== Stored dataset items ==
——

PR #5897, opened 2021-12-07
feat(island-ui): add description field for select option

stjanilofts:
Asana ticket: https://app.asana.com/0/1199123945323117/1201373464015677

## What

Select options only show the label but this adds an optional description field as well (see screenshot). Description is truncated (after 2 lines) by default.

## Why

We needed this for to show more details about an option.

## Screenshots / Gifs

image

## Checklist:


libs/island-ui/core/src/lib/Select/Components/index.tsx
```diff
@@ -23,11 +23,31 @@ export const Menu = (props: MenuProps<ReactSelectOption>) => (
...
       {...props}
-    />
+    >
+      <>
+        {props.children}
+        {!!description && (
+          <div
+            className={cn(
+              styles.optionDescription,
+              styles.optionDescriptionSizes[size!],
```
barabrian, line 42: do you need the non-null assertion operator here?
```suggestion
              styles.optionDescriptionSizes[size],
```

barabrian (approved):
LGTM, minor comment

barabrian (approved):
LGTM

PR #5902, opened 2021-12-07
fix(fa): Use our own scope for national registry

Rikkiabb:
# ...
https://app.asana.com/0/1201427499183230/1201472387205525

## What
Forking national registry to use our own scope.

## Why
We don't have the default scope that national registry uses

## Checklist:


apps/financial-aid/api/src/app/modules/nationalRegistryXRoadModule/nationalRegistryXRoad.resolver.ts
```diff
@@ -0,0 +1,51 @@
...
+  Scopes,
+  ScopesGuard,
+} from '@island.is/auth-nest-tools'
+import { Audit } from '@island.is/nest/audit'
+import { NationalRegistryXRoadService } from '@island.is/api/domains/national-registry-x-road'
+import { Person } from './models/person.model'
+import { UserSpouse } from './models/userSpouse.model'
+
+@UseGuards(IdsAuthGuard, IdsUserGuard, ScopesGuard)
+@Scopes('@skra.is/individuals')
```
saevarma, line 17: You should use your GQL api scope `@samband.is/internal` here as the skra.is scope is intended for skra.is resources. And here you are protecting your gql query.

saevarma (changes requested):

saevarma (approved):
LGTM

MargretFinnboga (approved):
💯

PR #5904, opened 2021-12-07
feat(island-ui): try out adding a new breakpoint

stjanilofts:
This is just a little test to see how it would work to add one more breakpoint (XXL)


andes-it:

andes-it:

——

== What is expected ==
Give back the complete data exactly as supplied.

== Final answer ==
PR #5897, opened 2021-12-07
feat(island-ui): add description field for select option

stjanilofts:
Asana ticket: https://app.asana.com/0/1199123945323117/1201373464015677

## What

Select options only show the label but this adds an optional description field as well (see screenshot). Description is truncated (after 2 lines) by default.

## Why

We needed this for to show more details about an option.

## Screenshots / Gifs

image

## Checklist:


libs/island-ui/core/src/lib/Select/Components/index.tsx
```diff
@@ -23,11 +23,31 @@ export const Menu = (props: MenuProps<ReactSelectOption>) => (
...
       {...props}
-    />
+    >
+      <>
+        {props.children}
+        {!!description && (
+          <div
+            className={cn(
+              styles.optionDescription,
+              styles.optionDescriptionSizes[size!],
```
barabrian, line 42: do you need the non-null assertion operator here?
```suggestion
              styles.optionDescriptionSizes[size],
```

barabrian (approved):
LGTM, minor comment

barabrian (approved):
LGTM

PR #5902, opened 2021-12-07
fix(fa): Use our own scope for national registry

Rikkiabb:
# ...
https://app.asana.com/0/1201427499183230/1201472387205525

## What
Forking national registry to use our own scope.

## Why
We don't have the default scope that national registry uses

## Checklist:


apps/financial-aid/api/src/app/modules/nationalRegistryXRoadModule/nationalRegistryXRoad.resolver.ts
```diff
@@ -0,0 +1,51 @@
...
+  Scopes,
+  ScopesGuard,
+} from '@island.is/auth-nest-tools'
+import { Audit } from '@island.is/nest/audit'
+import { NationalRegistryXRoadService } from '@island.is/api/domains/national-registry-x-road'
+import { Person } from './models/person.model'
+import { UserSpouse } from './models/userSpouse.model'
+
+@UseGuards(IdsAuthGuard, IdsUserGuard, ScopesGuard)
+@Scopes('@skra.is/individuals')
```
saevarma, line 17: You should use your GQL api scope `@samband.is/internal` here as the skra.is scope is intended for skra.is resources. And here you are protecting your gql query.

saevarma (changes requested):

saevarma (approved):
LGTM

MargretFinnboga (approved):
💯

PR #5904, opened 2021-12-07
feat(island-ui): try out adding a new breakpoint

stjanilofts:
This is just a little test to see how it would work to add one more breakpoint (XXL)


andes-it:

andes-it:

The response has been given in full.